**Task brief:**
Look through the material below and count the lines with the string "chan". Report only the count.
Start of Data to use
PR #618, opened 2023-02-20
feat: optimise compilation time

vjerci:
## Description
This pr offloads each detector creation into a separate gorutine, allowing more efficient cpu utilisation on multi cpu machines.
When benchmarking performance on macbook pro a single js rule test took 7.8s to execute without this fix and 3.4s with this fix. 
3.4s startup time is still a lot but it is also a 2x performance improvement compared to what we previously had

## Checklist

### DIFF
--- a/new/detector/composition/javascript/javascript.go
+++ b/new/detector/composition/javascript/javascript.go
@@ -75,7 +75,7 @@ func New(rules map[string]*settings.Rule, classifier *classification.Classifier)
 	}
 
 	detectorsLen := len(jsRules) + len(staticDetectors)
-	reciever := make(chan types.DetectorInitResult, detectorsLen)
+	receiver := make(chan types.DetectorInitResult, detectorsLen)
 
 	var detectors []detectortypes.Detector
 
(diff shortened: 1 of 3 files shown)


new/detector/composition/javascript/javascript.go
```diff
@@ -64,16 +65,30 @@ func New(rules map[string]*settings.Rule, classifier *classification.Classifier)
...
+	jsRules := map[string]*settings.Rule{}
+	for ruleName, rule := range rules {
+		if !slices.Contains(rule.Languages, "javascript") {
+			continue
+		}
+		jsRules[ruleName] = rule
+	}
+
+	detectorsLen := len(jsRules) + len(staticDetectors)
+	reciever := make(chan types.DetectorInitResult, detectorsLen)
```
elsapet:
```suggestion
	receiver := make(chan types.DetectorInitResult, detectorsLen)
```

elsapet (approved):
Tiny typo but looks good

new/detector/composition/javascript/javascript.go
vjerci: thank you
End of Data to use
**Reply to the task:**
4